Dataset records -
PR #10536, opened 2020-01-08
Add Cycle Detection to Ride Rating Calculation

bitman2049:
Hacked rides no longer block the ride rating calculation function.

Issue link: https://github.com/OpenRCT2/OpenRCT2/issues/10508

### DIFF
--- a/data/language/fr-FR.txt
+++ b/data/language/fr-FR.txt
@@ -116,10 +116,10 @@ STR_0530    :Des voitures suspendues à un câble métallique font des allers-re
 STR_0531    :Montagnes russes compactes dont les voies en acier prennent la forme de tire-bouchons et de boucles
 STR_0532    :Labyrinthe construit à partie de haies ou de murs de 2m de haut duquel les visiteurs ne peuvent sortir que lorsqu'ils en trouvent la sortie
 STR_0533    :Structure en bois constitué d'un escalier intérieur et d'un toboggan extérieur en spirale utilisable avec des tapis de glisse
-STR_0534    :Karts individuels constitués de moteurs à essence
+STR_0534    :Les visiteurs font la course dans des karts sur un terrain en bitume
 STR_0535    :Bateaux en forme de bûches géantes parcourant un tube aquatique dont les pentes abruptes auront pour effet de tremper les passagers
 STR_0536    :Des bateaux de forme circulaire serpentent le long d'un large cours d'eau, puis dévalent des rapides et des chutes d'eau spectaculaires
-STR_0537    :Auto tamponneuses électriques en libre service
+STR_0537    :Les visiteurs se rentrent dedans dans des auto tamponneuses électriques
 STR_0538    :Grand bateau pirate à balancier
 STR_0539    :Bateau attaché à un bras avec contrepoids à l'autre extrémité, capable de se balancer en effectuant une rotation à 360°
 STR_0540    :Échoppe vendant de la nourriture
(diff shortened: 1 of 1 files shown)


ZehMatt:
I dislike the idea of influencing the game state upon player connect/disconnect, the main reason for this is that the more components we need to synchronize the harder it becomes to maintain the already complex multiplayer aspect, given that peeps will have different decisions on what to ride based on the ride rating it would be also required to match the synchronization tick perfect as in, the simulation requires the exact same data at a specific tick/mid-tick for every client. Maybe @IntelOrca has some thoughts on this.

IntelOrca:
Well the only other thing that can be done is to add it to the end of the map stream that is sent alongside other things like cheats.

bitman2049:
> Well the only other thing that can be done is to add it to the end of the map stream that is sent alongside other things like cheats.

I think this is a better option. The struct would be an additional 8 bytes of info sent to joining players, and once it's initialized it should update the same for all players.

duncanspumpkin:
Surely this doesn't need additional information. Why can't the algorithm just know to skip the bad rides.

IntelOrca:
@duncanspumpkin it needs more state to work out that the ride is bad. The discussion is about synchronising that state across all clients in network games.

duncanspumpkin:
But why does it need more state.

bitman2049:
The state is the slower iterator for the tortoise and hare algorithm. The "bad" rides can switch from bad to good in a single game tick if you use the tile inspector to break the loop, so it can't just skip checking those rides.

duncanspumpkin:
But cant we just do a quick check of the ride to see if it will encounter this issue (i.e. tortoise and hare each ride on every update) rather than keeping a tortoise and hare of the ride ratings. That way it avoids the additional state.

IntelOrca:
Isn't that expensive? You could do the whole ride update in 1 tick if you wanted but presumebly it is spread over multiple ticks to avoid slowing down the game in heavy parks.

duncanspumpkin:
I think the slow bit is the calculation of the bonuses near a ride piece. You don't need to do that calculation just do the look for loops.

bitman2049:
But that's the calculation that kept getting stuck in cycles. If it only checked when switching from one ride to the next, then games loaded with the calculator stuck in a loop would still have it stuck. This makes the check happen while traversing the track for prox bonuses, so it also fixes it when loading from a saved game.

Additionally, this fix doesn't just skip to the next ride when it detects a cycle. It treats a cycle the same way the end of track is treated in non-circuit tracks. It does result in double-counting some elements for proximity bonuses, but it also means that coasters like [this](https://imgur.com/uvNAFyp) can be tested and ridden by guests.

duncanspumpkin:
The ratings calc keeps track of where on the track it is in calculating bonuses. This is the part you have added a second pointer that is a tortoise. From my understanding the expensive bit of the rating calc is checking for proximity bonuses next to this track piece.

What I suggest we do is have a loop checker that runs every tic update. It would not perform the expensive proximity bonus checks. This would inform you that the track has a loop. It could even return a pointer to where the tortoise and hare had failed. You could then calculate bonuses upto that loop failure pointer and count that as the end of the track (like a non-circuited track).

Would that work? I think it might, then it wouldn't involve anything complex with adding more state. There would be a minor performance hit but I doubt that would be noticeable. Should be checked on a ride with very long track.

bitman2049:
That could work, I'd need to try it out. I'm not as experienced with the performance of a raw traversal, but I know the game does it whenever you test the track or go into construction. For really huge coasters (like edge cases, i.e. LordMarcel's record breakers), does that traversal cause lag?

duncanspumpkin:
Its hard to say without testing. Its never going to be free to do but I don't imagine it will be much worse.

bitman2049:
Are there perf tests? Or a ticket for making them? I'd be willing to jump in and make some if they're needed/wanted.

duncanspumpkin:
We have a benchmark command @ZehMatt would know more about it than me.

ZehMatt:
Unfortunately it only benchmarks drawing, there is currently no benchmark for the simulation.

AaronVanGeffen:
For what it's worth, #10281 comes to mind.

bitman2049:
Messed my forks up on github. I'll get back to this issue later.

Gymnasiast:
@bitman2049 Make sure you create a separate branch for your feature and don't push to your develop branch again. That tends to cause headaches.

Directions for this task - Return the lines above exactly, keeping every word.

Solution for this task -
PR #10536, opened 2020-01-08
Add Cycle Detection to Ride Rating Calculation

bitman2049:
Hacked rides no longer block the ride rating calculation function.

Issue link: https://github.com/OpenRCT2/OpenRCT2/issues/10508

### DIFF
--- a/data/language/fr-FR.txt
+++ b/data/language/fr-FR.txt
@@ -116,10 +116,10 @@ STR_0530    :Des voitures suspendues à un câble métallique font des allers-re
 STR_0531    :Montagnes russes compactes dont les voies en acier prennent la forme de tire-bouchons et de boucles
 STR_0532    :Labyrinthe construit à partie de haies ou de murs de 2m de haut duquel les visiteurs ne peuvent sortir que lorsqu'ils en trouvent la sortie
 STR_0533    :Structure en bois constitué d'un escalier intérieur et d'un toboggan extérieur en spirale utilisable avec des tapis de glisse
-STR_0534    :Karts individuels constitués de moteurs à essence
+STR_0534    :Les visiteurs font la course dans des karts sur un terrain en bitume
 STR_0535    :Bateaux en forme de bûches géantes parcourant un tube aquatique dont les pentes abruptes auront pour effet de tremper les passagers
 STR_0536    :Des bateaux de forme circulaire serpentent le long d'un large cours d'eau, puis dévalent des rapides et des chutes d'eau spectaculaires
-STR_0537    :Auto tamponneuses électriques en libre service
+STR_0537    :Les visiteurs se rentrent dedans dans des auto tamponneuses électriques
 STR_0538    :Grand bateau pirate à balancier
 STR_0539    :Bateau attaché à un bras avec contrepoids à l'autre extrémité, capable de se balancer en effectuant une rotation à 360°
 STR_0540    :Échoppe vendant de la nourriture
(diff shortened: 1 of 1 files shown)


ZehMatt:
I dislike the idea of influencing the game state upon player connect/disconnect, the main reason for this is that the more components we need to synchronize the harder it becomes to maintain the already complex multiplayer aspect, given that peeps will have different decisions on what to ride based on the ride rating it would be also required to match the synchronization tick perfect as in, the simulation requires the exact same data at a specific tick/mid-tick for every client. Maybe @IntelOrca has some thoughts on this.

IntelOrca:
Well the only other thing that can be done is to add it to the end of the map stream that is sent alongside other things like cheats.

bitman2049:
> Well the only other thing that can be done is to add it to the end of the map stream that is sent alongside other things like cheats.

I think this is a better option. The struct would be an additional 8 bytes of info sent to joining players, and once it's initialized it should update the same for all players.

duncanspumpkin:
Surely this doesn't need additional information. Why can't the algorithm just know to skip the bad rides.

IntelOrca:
@duncanspumpkin it needs more state to work out that the ride is bad. The discussion is about synchronising that state across all clients in network games.

duncanspumpkin:
But why does it need more state.

bitman2049:
The state is the slower iterator for the tortoise and hare algorithm. The "bad" rides can switch from bad to good in a single game tick if you use the tile inspector to break the loop, so it can't just skip checking those rides.

duncanspumpkin:
But cant we just do a quick check of the ride to see if it will encounter this issue (i.e. tortoise and hare each ride on every update) rather than keeping a tortoise and hare of the ride ratings. That way it avoids the additional state.

IntelOrca:
Isn't that expensive? You could do the whole ride update in 1 tick if you wanted but presumebly it is spread over multiple ticks to avoid slowing down the game in heavy parks.

duncanspumpkin:
I think the slow bit is the calculation of the bonuses near a ride piece. You don't need to do that calculation just do the look for loops.

bitman2049:
But that's the calculation that kept getting stuck in cycles. If it only checked when switching from one ride to the next, then games loaded with the calculator stuck in a loop would still have it stuck. This makes the check happen while traversing the track for prox bonuses, so it also fixes it when loading from a saved game.

Additionally, this fix doesn't just skip to the next ride when it detects a cycle. It treats a cycle the same way the end of track is treated in non-circuit tracks. It does result in double-counting some elements for proximity bonuses, but it also means that coasters like [this](https://imgur.com/uvNAFyp) can be tested and ridden by guests.

duncanspumpkin:
The ratings calc keeps track of where on the track it is in calculating bonuses. This is the part you have added a second pointer that is a tortoise. From my understanding the expensive bit of the rating calc is checking for proximity bonuses next to this track piece.

What I suggest we do is have a loop checker that runs every tic update. It would not perform the expensive proximity bonus checks. This would inform you that the track has a loop. It could even return a pointer to where the tortoise and hare had failed. You could then calculate bonuses upto that loop failure pointer and count that as the end of the track (like a non-circuited track).

Would that work? I think it might, then it wouldn't involve anything complex with adding more state. There would be a minor performance hit but I doubt that would be noticeable. Should be checked on a ride with very long track.

bitman2049:
That could work, I'd need to try it out. I'm not as experienced with the performance of a raw traversal, but I know the game does it whenever you test the track or go into construction. For really huge coasters (like edge cases, i.e. LordMarcel's record breakers), does that traversal cause lag?

duncanspumpkin:
Its hard to say without testing. Its never going to be free to do but I don't imagine it will be much worse.

bitman2049:
Are there perf tests? Or a ticket for making them? I'd be willing to jump in and make some if they're needed/wanted.

duncanspumpkin:
We have a benchmark command @ZehMatt would know more about it than me.

ZehMatt:
Unfortunately it only benchmarks drawing, there is currently no benchmark for the simulation.

AaronVanGeffen:
For what it's worth, #10281 comes to mind.

bitman2049:
Messed my forks up on github. I'll get back to this issue later.

Gymnasiast:
@bitman2049 Make sure you create a separate branch for your feature and don't push to your develop branch again. That tends to cause headaches.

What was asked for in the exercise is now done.